WHAT THE EXERCISE ASKS | Please set down, unchanged, the line containing "cc @artem-zinnatullin" and all the lines that follow it until the data below ends.

---------- DATA SHOWN

PR #9388, opened 2019-09-16
Readd support for authentication and .netrc

aehlig:
Now that the root cause of #9327 is fixed in e38d83871b39ed5f69cad903fa97e90b47a59875.

This reverts commit a0e3bb207fe2044120a2555a37162ee1f2b17500.

### DIFF
--- a/src/main/java/com/google/devtools/build/lib/bazel/repository/skylark/SkylarkRepositoryContext.java
+++ b/src/main/java/com/google/devtools/build/lib/bazel/repository/skylark/SkylarkRepositoryContext.java
@@ -80,6 +80,7 @@ import java.net.URL;
 import java.nio.charset.StandardCharsets;
 import java.time.Duration;
 import java.util.ArrayList;
+import java.util.Base64;
 import java.util.List;
 import java.util.Map;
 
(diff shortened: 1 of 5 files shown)


aehlig:
cc @keith 

Potentially also relevant Bazel 1.0 (#8573)

dslomov:
cc @artem-zinnatullin

keith:
Works for me!

artem-zinnatullin:
Hm, I think there are issues with new implementation (I might be wrong tho), left few comments on the commit https://github.com/bazelbuild/bazel/commit/e38d83871b39ed5f69cad903fa97e90b47a59875

We better not rush it as it can either break functionality or create another CVE :)

aehlig:
> Hm, I think there are issues with new implementation[...]

As [mentioned on the commit](https://github.com/bazelbuild/bazel/commit/e38d83871b39ed5f69cad903fa97e90b47a59875#r35114101), I believe the mentioned issue can only lead to too few authentication headers being sent, which seems a safe change, and moreover, a same-host policy would interact strangely with the current `ctx.download` interface of expecting a map from URL to authentication information.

--------------------

RESULT OF THIS EXERCISE |
cc @artem-zinnatullin

keith:
Works for me!

artem-zinnatullin:
Hm, I think there are issues with new implementation (I might be wrong tho), left few comments on the commit https://github.com/bazelbuild/bazel/commit/e38d83871b39ed5f69cad903fa97e90b47a59875

We better not rush it as it can either break functionality or create another CVE :)

aehlig:
> Hm, I think there are issues with new implementation[...]

As [mentioned on the commit](https://github.com/bazelbuild/bazel/commit/e38d83871b39ed5f69cad903fa97e90b47a59875#r35114101), I believe the mentioned issue can only lead to too few authentication headers being sent, which seems a safe change, and moreover, a same-host policy would interact strangely with the current `ctx.download` interface of expecting a map from URL to authentication information.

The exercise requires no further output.